BEGIN
PR #811, opened 2015-08-03
Fix go vet in CI

### LINKED ISSUE #807: CI does not catch some vet errors
See #803

aaronlehmann:
It's necessary to compile the code first; otherwise go vet silently
fails to load imports.

Fixes #807.

### DIFF
--- a/Makefile
+++ b/Makefile
@@ -39,7 +39,9 @@ ${PREFIX}/bin/dist: version/version.go $(shell find . -type f -name '*.go')
 docs/spec/api.md: docs/spec/api.md.tmpl ${PREFIX}/bin/registry-api-descriptor-template
 	./bin/registry-api-descriptor-template $< > $@
 
-vet:
+# Depends on binaries because vet will silently fail if it can't load compiled
+# imports
+vet: binaries
 	@echo "+ $@"
 	@go vet ./...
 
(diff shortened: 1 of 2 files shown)


Makefile
```diff
@@ -39,7 +39,9 @@ ${PREFIX}/bin/dist: version/version.go $(shell find . -type f -name '*.go')
 docs/spec/api.md: docs/spec/api.md.tmpl ${PREFIX}/bin/registry-api-descriptor-template
 	./bin/registry-api-descriptor-template $< > $@
 
-vet:
+# Depends on binaries because vet will silently fail if it can't load compiled
```
stevvooe: Is build sufficient?

dmp42:
Nice catch.
LGTM

Makefile
aaronlehmann: I believe build is sufficient, but "make binaries" with no changes is actually much faster than "make build".

stevvooe:
IMHO, `govet` should not silently ignore errors.

Have we filed a bug upstream?

aaronlehmann:
There is already a bug filed upstream: https://github.com/golang/go/issues/9439

I referenced it in #807

stevvooe:
LGTM

PR #814, opened 2015-08-03
Make testResponseWriter's CloseNotify return an actual channel instead of nil

aaronlehmann:
This channel never gets written to, but this only means that the mock
ResponseWriter will never signal a premature disconnect.

Based on feedback from #763.


stevvooe:
LGTM

PR #815, opened 2015-08-04
Two fixes for Docker integration tests

aaronlehmann:
- Add a command line argument to run_multiversion.sh which has it start
  a docker daemon. This allows it to run directly inside an outermost
  docker-integration container instead of running outside all containers.

- Install Docker 1.7.1 intead of 1.7.0-rc1 in the docker-integration
  container. 1.7.0 has a bug that prevents "docker cp" from working
  properly.


RichardScothern:
LGTM

PR #817, opened 2015-08-04
Two more Docker integration test fixes

aaronlehmann:
- Upgrade docker-compose to 1.3.3 to work around
  https://github.com/docker/compose/issues/1314

- Change run.sh to run the Docker container in the foreground so that
  the exit code is propagated.

### DIFF
--- a/contrib/docker-integration/Dockerfile
+++ b/contrib/docker-integration/Dockerfile
@@ -35,7 +35,7 @@ RUN cd /usr/local/src/ \
     && ./install.sh /usr/local
 
 # Install docker-compose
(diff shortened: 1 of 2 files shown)


RichardScothern:
LGTM

dmcgowan:
The change to `run.sh` was not necessary and removes some cleanup when bailing out of a stalled process. I'm trying to look for any other cleanup issues and will create a PR to reinstate the cleanup.

aaronlehmann:
The change to `run.sh` was to make the container it starts run synchronously, so if `test_runner.sh` exits with an unsuccessful exit code, `run.sh` will as well. Before this change, Jenkins was not flagging test failures, becuase `run.sh` wouldn't pass through failures with its exit code.

I thought that adding --rm to the `docker run` command would address the cleanup issue, but I may have been wrong about this. Thanks for offering to create a PR with fixes.

PR #818, opened 2015-08-05
Fix relinker

dmp42:


dmp42:

See commit message.

dmp42:
FWIW I link-checked every top-level page of the generated documentation and it seems ok to me.
Please say so if I missed one.

aaronlehmann:
LGTM. Didn't find any broken links.

I noticed that the Aliyun OSS doc page has no styling applied, but I'll open a separate issue or PR about this.

RichardScothern:
LGTM

thaJeztah:
@moxiegirl should the same be applied to the other projects as well?

dmp42:
@thaJeztah it should rather be "upstreamed" into the docs base image.
There is really no valid technical reason for duplicating this across projects.

Also, this hasn't been tested with the other projects. If other cases have to be handled, they should be added to the tests.

thaJeztah:
@dmp42 agreed, should probably move this into a script, so that we can pass the `$PROJECT` var during build.

Thanks for the test btw, nice touch!

moxiegirl:
@thaJeztah I'lll test it in other environments I'm moving everything in to a script as I update for building all --- see compose projects.  Thanks for the change @dmp42.

PR #1040, opened 2015-09-29
Fix: Double underscore, hyphen and dot in names

adambrett:
Increase backwards compatibility for name regex by allowing double underscore, dot and hyphen without allowing crazy names like this------is---my----image.

See previous discussion here: https://github.com/docker/docker/issues/16117

Regex change here: http://regexr.com/3bsog or here: http://play.golang.org/p/rvzNY62O0D

Even though this is a major version of the api (v1->v2) this regex addition breaks BC in a minor docker version 1.6 -> 1.7.

I think allowing double underscore/hyphen/dot is a good compromise, and could be reverted to single for docker 2.0 where BC breaks are to be expected.

### DIFF
--- a/registry/api/v2/names.go
+++ b/registry/api/v2/names.go
@@ -18,7 +18,7 @@ const (
 // RepositoryNameComponentRegexp restricts registry path component names to
 // start with at least one letter or number, with following parts able to
 // be separated by one period, dash or underscore.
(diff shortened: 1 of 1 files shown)


stevvooe:
Please see my comments here: https://github.com/docker/docker/issues/16117#issuecomment-144115507

This change should come with a series of test cases that both validate the security of the image and provide test cases showing those that now work.

Please see https://github.com/docker/distribution/pull/963 for further considerations in this direction.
END
Find the number of lines in the data above that contain "cases". Please give that number alone.

» **RESPONSE BELOW**
2